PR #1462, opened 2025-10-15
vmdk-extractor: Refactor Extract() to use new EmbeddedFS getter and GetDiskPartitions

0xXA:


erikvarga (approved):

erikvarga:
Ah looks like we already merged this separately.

...

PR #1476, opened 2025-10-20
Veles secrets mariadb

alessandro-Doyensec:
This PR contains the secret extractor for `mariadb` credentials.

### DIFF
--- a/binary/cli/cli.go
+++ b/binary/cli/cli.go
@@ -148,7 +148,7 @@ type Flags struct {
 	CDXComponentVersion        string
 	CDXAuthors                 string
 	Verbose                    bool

TASK GOAL:
Going through the records above line by line, tally those with the word "binary" and answer with the number only.

YOUR RESPONSE:
2